PR #231, opened 2019-01-03
[MARQUEZ-195]: Remove job_run_definitions table

ashulmanWeWork:


wslulciuc:
@ashulmanWeWork : Based on our offline discussion, can we close this PR? as we'll want to consolidating all Flyway migration  in a single `.sql` script?

PR #234, opened 2019-01-04
Closes #216 - Add 'running' endpoint

### LINKED ISSUE #216: Add job run endpoint to mark a job run as running
I want Marquez to have an endpoint to signify that a job run is running, as opposed to merely created (i.e. new). Often there isn't much of a delay between a job run being created and it actually transitioning to running, but that may be valuable information to capture. The delta between new and running could also be a valuable metric.

Spec would be:
/api/v1/jobs/runs/{job_run}/run

Open to other suggestions.

ashulmanWeWork:


docs/openapi.yml
```diff
@@ -241,6 +241,18 @@ paths:
               schema:
                 $ref: '#/components/schemas/jobRun'
 
+  /jobs/runs/{id}/start:
```
wslulciuc: This will also have to be uodated

PR #260, opened 2019-01-26
Apply YAML fix

ashulmanWeWork:


docs/openapi.yml
```diff
@@ -297,7 +294,6 @@ paths:
       description: Creates a multiple output dataset objects.
       tags:
         - Jobs
-      required: true
```
wslulciuc: Where these `required` fields not used?

ashulmanWeWork: The location here doesn't support this field per the spec.

wslulciuc: 👍

PR #2725, opened 2024-01-02
Web: Updates for Table and Column Lineage 

phixMe:
### Problem

We currently have a feature gap for column lineage where we don't have a display for it. In order to correctly display this we needed to have something to handle nested graphs so that columns can be nested under tables. 

This PR both creates a new page for column lineage and an updated view for lineage with a common set of shared principles.

#### Feature Set
- Redesigned lineage page 
- New column lineage page
- Refresh button (lineage + column lineage)
- Compact mode for lineage display
- Zooming and framing capabilities and zoom controls
- Open view for graphs with a side panel instead of a draggable bar that limited graph navigation and visualization.
- Shared action menu for graph context and actions
- Tuning down the graph depth and preserving more in the url.

#### Technical 
- New client side rendering engine with out of the box support for arbitrarily nested graphs (subgraphs) and hot swappable rendering strategies. There is also an easy to use and type safe framework to construct node types
- New custom React based d3 manipulation framework for zooming, panning, transitions, framing and focal points that uses React paradigms instead of direct DOM access like a conventional d3 approach
- A Minimap that allows for context awareness in a larger graph along with auto positioning extents

https://github.com/MarquezProject/marquez/assets/7514204/0f3083fb-eed6-472b-9c57-5bd29011920d

image
image
image

One-line summary:
New views for both table and column lineage with shared new engine. Marks column lineage as `beta` for preview.

### Checklist

- [ ] You've [signed-off](https://github.com/MarquezProject/marquez/blob/main/CONTRIBUTING.md#sign-your-work) your work
- [ ] Your changes are accompanied by tests (_if relevant_)
- [ ] Your change contains a [small diff](https://kurtisnusbaum.medium.com/stacked-diffs-keeping-phabricator-diffs-small-d9964f4dcfa6) and is self-contained
- [ ] You've updated any relevant documentation (_if relevant_)
- [ ] You've included a one-line summary of your change for the [`CHANGELOG.md`](https://github.com/MarquezProject/marquez/blob/main/CHANGELOG.md#unreleased) (_Depending on the change, this may not be necessary_).
- [ ] You've versioned your `.sql` database schema migration according to [Flyway's naming convention](https://flywaydb.org/documentation/concepts/migrations#naming) (_if relevant_)
- [ ] You've included a [header](https://github.com/MarquezProject/marquez/blob/main/CONTRIBUTING.md#copyright--license) in any source code files (_if relevant_)

PR #2742, opened 2024-02-02
api: fill data in column lineage input nodes.

JDarDagran:
### Problem

As stated in #2725 data is null for output nodes in column lineage endpoint.

### Solution

Fill data field.

### Checklist

### DIFF
--- a/api/src/main/java/marquez/db/models/ColumnLineageNodeData.java
+++ b/api/src/main/java/marquez/db/models/ColumnLineageNodeData.java
@@ -42,6 +42,17 @@ public class ColumnLineageNodeData implements NodeData {
     this.inputFields = inputFields;
   }
 
+  public ColumnLineageNodeData(InputFieldNodeData data) {
+    this.namespace = data.namespace;
+    this.dataset = data.dataset;
+    this.datasetVersion = data.datasetVersion;
+    this.field = data.field;
+    this.fieldType = "";
+    this.transformationDescription = data.transformationDescription;
+    this.transformationType = data.transformationType;
+    this.inputFields = ImmutableList.of();
+  }
+
   /**
    * @deprecated Moved into {@link ColumnLineageInputField} to support multiple jobs writing to a
    *     single dataset. This method is scheduled to be removed in release {@code 0.30.0}.
--- a/api/src/main/java/marquez/service/ColumnLineageService.java
+++ b/api/src/main/java/marquez/service/ColumnLineageService.java
@@ -68,10 +68,14 @@ public class ColumnLineageService extends DelegatingDaos.DelegatingColumnLineage
               NodeId nodeId = toNodeId(columnLineageNodeData, includeVersion);
               graphNodes.put(nodeId, Node.datasetField().data(columnLineageNodeData).id(nodeId));
               columnLineageNodeData.getInputFields().stream()
-                  .map(i -> toNodeId(i, includeVersion))
                   .forEach(
-                      inputNodeId -> {
-                        graphNodes.putIfAbsent(inputNodeId, Node.datasetField().id(inputNodeId));
+                      inputNode -> {
+                        NodeId inputNodeId = toNodeId(inputNode, includeVersion);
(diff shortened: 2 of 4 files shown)


pawel-big-lebowski (approved):

pawel-big-lebowski (approved):

api/src/main/java/marquez/db/models/ColumnLineageNodeData.java
```diff
@@ -42,6 +42,17 @@ public ColumnLineageNodeData(
...
+  public ColumnLineageNodeData(InputFieldNodeData data) {
+    this.namespace = data.namespace;
+    this.dataset = data.dataset;
+    this.datasetVersion = data.datasetVersion;
+    this.field = data.field;
+    this.fieldType = "";
+    this.transformationDescription = data.transformationDescription;
+    this.transformationType = data.transformationType;
+    this.inputFields = ImmutableList.of();
+  }
```
phixMe, line 54: I'm a little confused by some of these fields like `fieldType` and `inputFields`. Would these ever be set here?

JDarDagran: The truth is that if I set `InputFieldNodeData` to implement `NodeData` interface jackson couldn't deduce what was type of `NodeData` was in the output node (the one that previously had `data` field null). For that reason I basically made a workaround to simply create `ColumnLineageNodeData` from `InputFieldNodeData`.

I'd need more guidance how to fix jackson deduction :|

tatiana:
@wslulciuc @phixMe - while talking to @JDarDagran, he mentioned that there were concerns this PR may not solve the original issue and that you'd be logging an issue with further details. Could you confirm if that is the case?

wslulciuc:
@tatiana: yeah, although this is a "fix", I think the issue is more fundemtail to our colum lineage query. That is, @phix and I looked into this a few days ago and walked through every OL call (@JDarDagran provided us) and it was enlightening. I’d like to share what we found, just haven’t had a window of time to write up our findings but the tl;dr is: the **output_dataset_field_uuid** in our [column lineage query](https://github.com/MarquezProject/marquez/blob/main/api/src/main/java/marquez/db/ColumnLineageDao.java#L169) doesn’t return values for the **ColumnLineageNode**s on the edges of the graph (ie. graph nodes with no input columns, see below). I’d like to further confirm this, but given that our seed data works just fine, there’s something we are not accounting for.

IMG_6440

pawel-big-lebowski:
> @tatiana: yeah, although this is a "fix", I think the issue is more fundemtail to our colum lineage query. That is, @phix and I looked into this a few days ago and walked through every OL call (@JDarDagran provided us) and it was enlightening. I’d like to share what we found, just haven’t had a window of time to write up our findings but the tl;dr is: the **output_dataset_field_uuid** in our [column lineage query](https://github.com/MarquezProject/marquez/blob/main/api/src/main/java/marquez/db/ColumnLineageDao.java#L169) doesn’t return values for the **ColumnLineageNode**s on the edges of the graph (ie. graph nodes with no input columns, see below). I’d like to further confirm this, but given that our seed data works just fine, there’s something we are not accounting for.
> 

Hi @wslulciuc, I spent some time investigating nulls and I think @JDarDagran's PR solves the problem we were able to reproduce. The PR modifies a test and then applies changes need to fix it. That's why I think it is worth merging from that perspective. 

What do you say? Once you provide more details on other issue, we can resume discussion while not blocking this.

wslulciuc:
@pawel-big-lebowski yeah, I'll merge 😉. I'm fine with that as we don't want to further delay the merge of https://github.com/MarquezProject/marquez/pull/2725. Mind opening an issue to dive deep into the column-level lineage query and move our discussion there?

wslulciuc (approved):
Thanks for the fix, @JDarDagran! We'll want to open an issue to dive deeper into the column-level lineage query and move our discussion there. But, giving this a +1 to not block https://github.com/MarquezProject/marquez/pull/2742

______

### THE PROBLEM
Go to the line with "- New column lineage page" in the entries above and repeat every line from there through the line with "- Shared action", exactly and with no other text.

### RESPONSE AREA
- New column lineage page
- Refresh button (lineage + column lineage)
- Compact mode for lineage display
- Zooming and framing capabilities and zoom controls
- Open view for graphs with a side panel instead of a draggable bar that limited graph navigation and visualization.
- Shared action menu for graph context and actions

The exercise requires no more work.